Start of DATA RECORDS

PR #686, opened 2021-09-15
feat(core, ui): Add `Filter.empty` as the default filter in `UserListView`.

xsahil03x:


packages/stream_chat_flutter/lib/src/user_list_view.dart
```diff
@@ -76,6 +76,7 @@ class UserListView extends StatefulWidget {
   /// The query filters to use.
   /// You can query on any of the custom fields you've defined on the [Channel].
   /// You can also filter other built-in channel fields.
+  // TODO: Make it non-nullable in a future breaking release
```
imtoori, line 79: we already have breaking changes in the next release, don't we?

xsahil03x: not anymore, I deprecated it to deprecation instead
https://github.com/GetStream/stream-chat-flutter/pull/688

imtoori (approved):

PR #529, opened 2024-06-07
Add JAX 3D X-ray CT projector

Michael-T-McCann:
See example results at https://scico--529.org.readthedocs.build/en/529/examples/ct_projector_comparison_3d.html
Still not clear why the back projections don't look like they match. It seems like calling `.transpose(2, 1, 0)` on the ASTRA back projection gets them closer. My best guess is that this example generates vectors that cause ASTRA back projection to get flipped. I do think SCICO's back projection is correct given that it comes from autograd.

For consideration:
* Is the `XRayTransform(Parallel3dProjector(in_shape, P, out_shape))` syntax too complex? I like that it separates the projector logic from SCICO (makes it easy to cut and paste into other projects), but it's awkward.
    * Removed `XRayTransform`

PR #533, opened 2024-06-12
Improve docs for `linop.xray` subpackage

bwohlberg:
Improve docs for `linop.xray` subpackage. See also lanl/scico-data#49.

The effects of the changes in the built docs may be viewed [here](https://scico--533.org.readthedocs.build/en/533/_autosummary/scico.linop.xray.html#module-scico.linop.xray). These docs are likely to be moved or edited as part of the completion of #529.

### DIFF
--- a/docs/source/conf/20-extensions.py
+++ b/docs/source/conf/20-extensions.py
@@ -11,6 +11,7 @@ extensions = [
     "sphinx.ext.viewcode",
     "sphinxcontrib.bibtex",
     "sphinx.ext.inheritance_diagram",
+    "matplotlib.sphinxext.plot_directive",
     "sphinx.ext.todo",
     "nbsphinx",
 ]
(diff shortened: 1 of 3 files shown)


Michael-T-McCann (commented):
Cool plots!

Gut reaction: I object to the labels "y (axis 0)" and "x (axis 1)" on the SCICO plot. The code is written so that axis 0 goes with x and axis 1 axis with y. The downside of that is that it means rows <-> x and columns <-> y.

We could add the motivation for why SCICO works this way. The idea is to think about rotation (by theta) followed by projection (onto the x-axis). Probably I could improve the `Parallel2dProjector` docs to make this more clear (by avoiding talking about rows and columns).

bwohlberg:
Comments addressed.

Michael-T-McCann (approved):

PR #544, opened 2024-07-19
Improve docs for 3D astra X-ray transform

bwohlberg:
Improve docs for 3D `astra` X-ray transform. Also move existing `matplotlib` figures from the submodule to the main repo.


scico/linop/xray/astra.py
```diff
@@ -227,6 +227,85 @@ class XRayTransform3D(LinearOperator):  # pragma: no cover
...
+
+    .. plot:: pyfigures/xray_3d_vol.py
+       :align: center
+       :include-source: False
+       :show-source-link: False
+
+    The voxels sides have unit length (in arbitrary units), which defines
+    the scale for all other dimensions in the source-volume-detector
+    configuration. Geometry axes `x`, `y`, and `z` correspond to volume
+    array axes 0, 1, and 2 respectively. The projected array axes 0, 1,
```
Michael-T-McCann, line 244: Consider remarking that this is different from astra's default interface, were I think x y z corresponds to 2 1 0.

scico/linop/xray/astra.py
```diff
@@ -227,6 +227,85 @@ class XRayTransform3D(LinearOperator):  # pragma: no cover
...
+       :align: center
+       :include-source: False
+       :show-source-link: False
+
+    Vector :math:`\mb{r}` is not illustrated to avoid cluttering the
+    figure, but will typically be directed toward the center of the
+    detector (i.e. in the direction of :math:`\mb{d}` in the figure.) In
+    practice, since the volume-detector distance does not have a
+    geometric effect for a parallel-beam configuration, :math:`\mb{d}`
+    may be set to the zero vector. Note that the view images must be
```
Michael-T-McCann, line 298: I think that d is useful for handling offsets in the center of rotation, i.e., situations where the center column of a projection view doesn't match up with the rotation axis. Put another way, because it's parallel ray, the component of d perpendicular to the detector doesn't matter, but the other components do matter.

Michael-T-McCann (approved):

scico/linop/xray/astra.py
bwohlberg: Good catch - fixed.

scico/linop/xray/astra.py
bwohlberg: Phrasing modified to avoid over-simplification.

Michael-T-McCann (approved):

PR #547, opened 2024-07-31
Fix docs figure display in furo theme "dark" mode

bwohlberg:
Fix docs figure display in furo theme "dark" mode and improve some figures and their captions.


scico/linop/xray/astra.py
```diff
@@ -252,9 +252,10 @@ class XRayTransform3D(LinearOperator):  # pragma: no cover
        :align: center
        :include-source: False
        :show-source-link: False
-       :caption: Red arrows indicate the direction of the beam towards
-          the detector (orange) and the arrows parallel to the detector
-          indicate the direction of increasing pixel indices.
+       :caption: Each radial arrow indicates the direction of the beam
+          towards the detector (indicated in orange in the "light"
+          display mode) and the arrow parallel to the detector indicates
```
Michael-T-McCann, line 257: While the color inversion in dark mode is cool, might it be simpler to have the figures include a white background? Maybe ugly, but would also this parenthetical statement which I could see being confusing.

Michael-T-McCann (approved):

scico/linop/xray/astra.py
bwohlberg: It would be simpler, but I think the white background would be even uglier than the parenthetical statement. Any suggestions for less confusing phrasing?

End of DATA RECORDS
Start of DATA RECORDS

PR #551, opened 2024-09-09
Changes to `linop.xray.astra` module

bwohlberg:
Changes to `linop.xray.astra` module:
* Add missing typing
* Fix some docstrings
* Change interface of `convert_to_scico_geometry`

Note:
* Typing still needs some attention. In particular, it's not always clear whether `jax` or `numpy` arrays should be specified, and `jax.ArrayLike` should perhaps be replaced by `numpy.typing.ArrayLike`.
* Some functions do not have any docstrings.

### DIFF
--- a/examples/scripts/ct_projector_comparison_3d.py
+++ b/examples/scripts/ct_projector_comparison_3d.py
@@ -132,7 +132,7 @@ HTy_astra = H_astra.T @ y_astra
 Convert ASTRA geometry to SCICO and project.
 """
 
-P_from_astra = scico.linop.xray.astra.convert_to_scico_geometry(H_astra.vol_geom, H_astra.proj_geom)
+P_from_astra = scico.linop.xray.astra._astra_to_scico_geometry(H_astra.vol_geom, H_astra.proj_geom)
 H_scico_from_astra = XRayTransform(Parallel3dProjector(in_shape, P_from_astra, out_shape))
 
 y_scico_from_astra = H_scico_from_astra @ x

End of DATA RECORDS

Find every line in the records that uses the string "matplotlib", then copy it.

+    "matplotlib.sphinxext.plot_directive",
Improve docs for 3D `astra` X-ray transform. Also move existing `matplotlib` figures from the submodule to the main repo.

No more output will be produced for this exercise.